> Instructions to follow: From the entries below, determine the number of lines that contain "hndl". Give that number by itself.
Given entries section start
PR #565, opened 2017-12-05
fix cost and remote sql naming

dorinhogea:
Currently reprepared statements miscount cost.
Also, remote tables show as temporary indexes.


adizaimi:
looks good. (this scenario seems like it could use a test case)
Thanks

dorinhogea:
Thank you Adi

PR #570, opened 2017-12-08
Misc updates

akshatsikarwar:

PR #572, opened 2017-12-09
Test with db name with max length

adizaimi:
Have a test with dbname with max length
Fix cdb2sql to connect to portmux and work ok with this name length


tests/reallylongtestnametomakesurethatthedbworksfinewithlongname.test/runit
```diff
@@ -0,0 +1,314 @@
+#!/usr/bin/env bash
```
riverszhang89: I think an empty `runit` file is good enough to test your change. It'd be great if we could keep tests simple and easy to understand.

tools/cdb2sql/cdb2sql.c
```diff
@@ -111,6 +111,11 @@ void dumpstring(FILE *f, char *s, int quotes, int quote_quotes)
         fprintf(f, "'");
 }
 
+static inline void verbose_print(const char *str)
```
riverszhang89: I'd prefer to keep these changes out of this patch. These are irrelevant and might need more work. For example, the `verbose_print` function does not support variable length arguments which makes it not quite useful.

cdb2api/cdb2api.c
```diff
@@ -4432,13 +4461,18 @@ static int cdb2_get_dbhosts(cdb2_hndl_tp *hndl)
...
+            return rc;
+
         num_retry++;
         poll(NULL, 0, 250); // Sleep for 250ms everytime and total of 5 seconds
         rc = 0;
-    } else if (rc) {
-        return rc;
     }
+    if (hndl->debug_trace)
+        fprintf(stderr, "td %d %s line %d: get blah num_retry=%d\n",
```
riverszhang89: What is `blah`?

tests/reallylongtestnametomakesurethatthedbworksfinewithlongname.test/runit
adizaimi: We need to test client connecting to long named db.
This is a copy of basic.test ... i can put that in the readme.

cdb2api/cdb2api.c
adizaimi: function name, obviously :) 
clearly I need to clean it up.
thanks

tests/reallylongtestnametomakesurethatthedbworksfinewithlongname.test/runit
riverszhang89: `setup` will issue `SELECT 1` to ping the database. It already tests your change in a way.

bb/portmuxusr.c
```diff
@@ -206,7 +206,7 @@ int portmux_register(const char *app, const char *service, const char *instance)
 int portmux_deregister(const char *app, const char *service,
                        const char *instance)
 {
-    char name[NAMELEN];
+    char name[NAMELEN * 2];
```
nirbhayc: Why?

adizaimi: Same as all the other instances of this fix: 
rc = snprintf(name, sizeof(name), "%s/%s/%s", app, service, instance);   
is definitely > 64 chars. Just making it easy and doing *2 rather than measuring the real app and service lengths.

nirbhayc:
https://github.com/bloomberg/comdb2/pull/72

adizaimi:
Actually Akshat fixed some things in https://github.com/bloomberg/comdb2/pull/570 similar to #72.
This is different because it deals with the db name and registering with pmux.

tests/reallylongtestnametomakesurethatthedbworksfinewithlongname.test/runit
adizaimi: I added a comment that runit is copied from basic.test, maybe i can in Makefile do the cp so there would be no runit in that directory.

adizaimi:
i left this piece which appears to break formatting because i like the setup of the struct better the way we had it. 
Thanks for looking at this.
Given entries section end
> Result of this exercise: 2